Comparing with Other Ranking Functions
Understanding when to use NTILE() versus alternatives prevents common mistakes.
SELECT
product_id,
sales_count,
ROW_NUMBER() OVER (ORDER BY sales_count DESC) as row_num,
RANK() OVER (ORDER BY sales_count DESC) as rank_num,
DENSE_RANK() OVER (ORDER BY sales_count DESC) as dense_rank_num,
NTILE(4) OVER (ORDER BY sales_count DESC) as quartile
FROM product_sales;
ROW_NUMBER() gives unique sequential numbers (1, 2, 3, 4…). RANK() handles ties by assigning the same rank and skipping subsequent values (1, 2, 2, 4…). DENSE_RANK() doesn’t skip (1, 2, 2, 3…). NTILE() ignores ties entirely and focuses on distributing rows into groups (1, 1, 2, 2…).
Use NTILE() when you need fixed-size groups, not when you need to respect tie-breaking logic.
Handling Edge Cases
Small datasets and uneven distributions require attention.
-- With only 7 rows divided into 4 buckets
SELECT
value,
NTILE(4) OVER (ORDER BY value) as bucket
FROM (VALUES (10), (20), (30), (40), (50), (60), (70)) AS t(value);
Results: buckets 1 and 2 get 2 rows each, buckets 3 and 4 get 1 row each. The first three buckets receive the remainder rows.
When requesting more buckets than rows:
-- 3 rows, 5 buckets
SELECT
value,
NTILE(5) OVER (ORDER BY value) as bucket
FROM (VALUES (10), (20), (30)) AS t(value);
You get three buckets (1, 2, 3) because you can’t create empty buckets. NTILE() returns at most N buckets or the number of rows, whichever is smaller.
Performance Optimization
NTILE() requires sorting, which impacts performance on large datasets.

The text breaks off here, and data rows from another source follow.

PR #10834, opened 2023-02-24
Fix O2 build using arrow v11

TimoWilken:
This fixes https://github.com/alisw/alidist/pull/4797, since in Arrow v11, Gandiva's CMake files are now installed in a separate directory from the Arrow ones.

### DIFF
--- a/dependencies/O2Dependencies.cmake
+++ b/dependencies/O2Dependencies.cmake
@@ -34,6 +34,14 @@ find_package(Gandiva CONFIG)
 set_package_properties(Arrow PROPERTIES TYPE REQUIRED)
 set_package_properties(Gandiva PROPERTIES TYPE REQUIRED)
 
+if (NOT TARGET Arrow::arrow_shared)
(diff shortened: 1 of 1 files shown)


TimoWilken:
Unfortunately it seems that this PR doesn't work without the alidist PR https://github.com/alisw/alidist/pull/4797. I'm not sure what the best strategy is for getting both tested and merged together.

aphecetche:
I guess it’s not too much work to make the gandiva find_package line depends on Arrow_VERSION_MAJOR and thus decorrelate the two PRs ?

ktf:
@davidrohr and myself came up with: https://github.com/AliceO2Group/AliceO2/pull/10834/commits/d20e1936c5aba2846c08b6b3d853d1dfc41b9f67. Why wouldn't that work?

ktf:
Nevermind, we see the problem. fix coming.

davidrohr:
errors are no only due to unrelated problems, merging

-- Add index to support the ORDER BY clause
CREATE INDEX idx_sales_amount ON sales(amount DESC);
-- Use with appropriate filtering
SELECT
sale_id,
amount,
NTILE(10) OVER (ORDER BY amount DESC) as decile
FROM sales
WHERE sale_date >= '2024-01-01'
AND sale_date < '2024-02-01';
Filter before windowing to reduce the working set. Indexes on ORDER BY columns help but don’t eliminate the sort operation entirely since window functions process result sets after WHERE clause execution.
For very large tables, consider materialized views:
CREATE MATERIALIZED VIEW sales_deciles AS
SELECT
sale_id,
customer_id,
amount,
sale_date,
NTILE(10) OVER (
PARTITION BY DATE_TRUNC('month', sale_date)
ORDER BY amount DESC
) as monthly_decile
FROM sales;
CREATE INDEX idx_sales_deciles_date ON sales_deciles(sale_date);
Refresh the materialized view periodically instead of recalculating buckets on every query.
Practical Applications
NTILE() solves real business problems efficiently. Use it for ABC analysis in inventory management (dividing products into high, medium, low value groups), customer segmentation for tiered service levels, fair queue distribution in task processing systems, and creating test/control groups in A/B testing frameworks.
The function’s simplicity makes it reliable for production systems where complex ranking logic introduces maintenance burden. When you need to answer “divide these things into N groups,” NTILE() is the correct tool.